OPERATION: MINDCRIME

Geoff Tate ist ein mutiger Mann. Während seine ehemaligen Kollegen mit einer ordentlichen, aber konventionellen Platte auf Nummer sicher gehen, veröffentlicht der ehemalige Queensryche-Frontmann unter dem Namen OPERATION: MINDCRIME ein sehr spannendes, komplexes, aber auch alles andere als leicht zugängliches Konzeptalbum, das den ersten Teil einer Trilogie darstellt. Dazu passend spricht der Frontmann, der sich als sehr freundlicher und höflicher Interviewpartner herausstellt, mit der Gelassenheit von jemandem, der niemandem mehr etwas beweisen muss.
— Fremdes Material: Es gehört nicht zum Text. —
Issue #98, opened 2021-08-16
Support public key for transfer target


piotr-dziubecki:
We need to reflect the changes from the core in js sdk.

PR #102, opened 2021-08-27
Changed newTransfer arg from addr hash to hex (next)

hoffmannjan:
Related to: https://github.com/casper-ecosystem/casper-js-sdk/issues/98

### DIFF
--- a/src/lib/DeployUtil.ts
+++ b/src/lib/DeployUtil.ts
@@ -746,7 +746,7 @@ export class ExecutableDeployItem implements ToBytes {
     if (target instanceof CLURef) {
       runtimeArgs.insert('target', target);
     } else if (target instanceof CLPublicKey) {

Zunächst einmal: Warum hast du gerade diesen Bandnamen gewählt? Natürlich ist es der Name eines bekannten und beliebten Albums, andererseits aber hängen auch ganz schön viele Erwartungen daran.

»Meines Erachtens kann man sich nie sicher sein, was die Leute erwarten. Und weil man letztlich keine Vorhersagen machen kann, lohnt es sich auch nicht, darüber nachzudenken. Der Name soll ausdrücken, für was ich stehe, nämlich Konzeptalben, die Geschichten erzählen. Wobei ich auch eher OMC benutze, weil OPERATION: MINDCRIME dann doch ziemlich lang ist (lacht).«

Worum geht´s denn in der Geschichte von „The Key“?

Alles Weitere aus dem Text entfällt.